Haigh nos sumerge en un viaje onírico por momentos vertiginoso, por momentos más calmo, con diálogos sobrios pero de una profundidad psicológica y espiritual que tienen como resultado un guion donde no sobra ni una coma, y donde la literalidad de los diálogos se torna metafórica y viceversa.
Además la fotografía y la música que ponen color y sonido a esta historia de amor, por momentos nos retrotraen a la década de los ochenta, que es el período en el que transcurrió la niñez de Adam junto a sus padres, antes que estos fallecieran en un accidente automovilístico.

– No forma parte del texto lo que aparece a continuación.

PR #132, opened 2023-07-05
88 fixed inputs page

acidjunk:


libs/orchestrator-ui-components/src/lib/hooks/useDataDisplayParams.ts
```diff
@@ -0,0 +1,64 @@
...
+export const useDataDisplayParams = <Type>(
+    initialParams: Partial<DataDisplayParams<Type>>,
+): DataDisplayReturnValues<Type> => {
+    const defaultParams = {
+        pageSize: DEFAULT_PAGE_SIZE,
+        pageIndex: 0,
+        ...initialParams,
+    };
+
+    const [dataDisplayParams, setDataDisplayParams] = useQueryParams({
```
ricardovdheijden, line 35: Just checking, is it not possible to specify the type "DataDisplayParams<Type>" directly after the useQueryParams?
`useQueryParams<DataDisplayParams<Type>>` to avoid the type cast in the return statement.

libs/orchestrator-ui-components/src/lib/components/Table/columns.ts
```diff
@@ -15,28 +15,23 @@ export type TableColumnsWithExtraNonDataFields<T> = TableColumns<T> & {
...
 
-export enum SortDirection {
-    Asc = 'ASC',
-    Desc = 'DESC',
-}
-
 export type DataSorting<T> = {
-    columnId: keyof T;
-    sortDirection: SortDirection;
+    columnId?: keyof T;
```
ricardovdheijden, line 19: For dataSorting I would say that both columnId and sortDirection should be always defined. In case of not sorting, make the whole prop DataSorting optional.

libs/orchestrator-ui-components/src/lib/components/Table/tableUtils.ts
```diff
@@ -1,18 +1,64 @@
...
+                dataDisplayParams.sortBy &&
+                dataDisplayParams.sortBy.order &&
+                dataDisplayParams.sortBy.field
+            ) {
+                return determineNewSortOrder<Type>(
+                    dataDisplayParams.sortBy?.field,
+                    dataDisplayParams.sortBy?.order,
+                    newSortField,
+                );
+            } else {
```
ricardovdheijden, line 42: "else" could be omitted here

apps/example-orchestrator-ui/components/Metadata/Products/Products.tsx
```diff
@@ -0,0 +1,170 @@
...
+            />
+        </>
+    );
+};
+
+function mapApiResponseToSubscriptionTableData(
+    graphqlResponse: ProductsResult,
+): Product[] {
+    return graphqlResponse.products.page.map((product): Product => {
+        const {
```
ricardovdheijden, line 150: I think this can be shortened to something like return { ... product }

libs/orchestrator-ui-components/src/lib/hooks/useDataDisplayParams.ts
DutchBen: I have tried to pass a type hint to useQueryParams so it would return the right thing right away but couldn't get that to work. Baring that I think the most elegant way is to typecast at the end since you see what going on a bit easier

libs/orchestrator-ui-components/src/lib/components/Table/columns.ts
DutchBen: Agreed. Is there a case when not sorting though? I have a default sorting on products of name/ASC now

libs/orchestrator-ui-components/src/lib/components/Table/tableUtils.ts
DutchBen: Removed

libs/orchestrator-ui-components/src/lib/components/Table/columns.ts
```diff
@@ -0,0 +1,38 @@
+import { EuiBasicTableColumn } from '@elastic/eui';
```
ricardovdheijden, line 1: I moved this file to libs/orchestrator-ui-components/src/lib/components/Table/utils/columns.ts

ricardovdheijden (approved):

apps/example-orchestrator-ui/components/Metadata/Products/Products.tsx
DutchBen: Yeah. I changed it. I'm not sure if I feel that's explicit enough though.

Issue #120, opened 2016-02-11
Testrun proto doesn't build on some linux systems.


jettisonjoe:
[snip from Brandon's email]
:~/source/openhtf$ python setup.py bdist_wheel
running bdist_wheel
running build
running build_proto
Attempting to build proto files:
./openhtf/io/proto/testrun.proto
./openhtf/io/proto/units.proto
google/protobuf/descriptor.proto: File not found.
units.proto: Import "google/protobuf/descriptor.proto" was not found or had errors.
units.proto:22:8: "google.protobuf.EnumValueOptions" is not defined.
units.proto: "google.protobuf.EnumValueOptions" is not defined.
testrun.proto: Import "units.proto" was not found or had errors.
testrun.proto:253:12: "Units.UnitCode" is not defined.
Traceback (most recent call last):
  File "setup.py", line 144, in <module>
    install_requires=requires,
  File "/usr/lib/python2.7/distutils/core.py", line 151, in setup
    dist.run_commands()
  File "/usr/lib/python2.7/distutils/dist.py", line 953, in run_commands
    self.run_command(cmd)
  File "/usr/lib/python2.7/distutils/dist.py", line 972, in run_command
    cmd_obj.run()
  File "/usr/lib/python2.7/dist-packages/wheel/bdist_wheel.py", line 175, in run
    self.run_command('build')
  File "/usr/lib/python2.7/distutils/cmd.py", line 326, in run_command
    self.distribution.run_command(command)
  File "/usr/lib/python2.7/distutils/dist.py", line 972, in run_command
    cmd_obj.run()
  File "/usr/lib/python2.7/distutils/command/build.py", line 128, in run
    self.run_command(cmd_name)
  File "/usr/lib/python2.7/distutils/cmd.py", line 326, in run_command
    self.distribution.run_command(command)
  File "/usr/lib/python2.7/distutils/dist.py", line 972, in run_command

Ahora bien, el tema central Todos somos extraños es sin lugar a dudas el amor, elemento ineludible de toda gran obra de arte, presente junto a la muerte como los dos pilares de la literatura y el cine a través de la historia de la cultura occidental.
Podríamos ser inducidos al error de creer que la necesaria contracara de la temática del film es la soledad, por más que su presencia es incontestable, luego del final y de exhalar en nuestras butacas, incluso es natural que nos invada una profunda sensación de desasosiego, después de haber derramado incluso algunas lágrimas.
Sin embargo, una segunda o tercera relectura nos invita al esfuerzo de pensar más allá de los artilugios fantasmagóricos del viaje onírico y en una comprensión más profunda del significado de esta película, a nuestro entender el poder del amor, que no sólo nos une con los vivos, sino que redime a los fantasmas de nuestros muertos.
* El síndrome de Stendhal puede catalogarse como una enfermedad psicosomática que causa un elevado ritmo cardíaco, felicidad, palpitaciones, sentimientos incomparables y emoción cuando el individuo es expuesto a obras de arte, especialmente cuando estas son consideradas extremadamente bellas.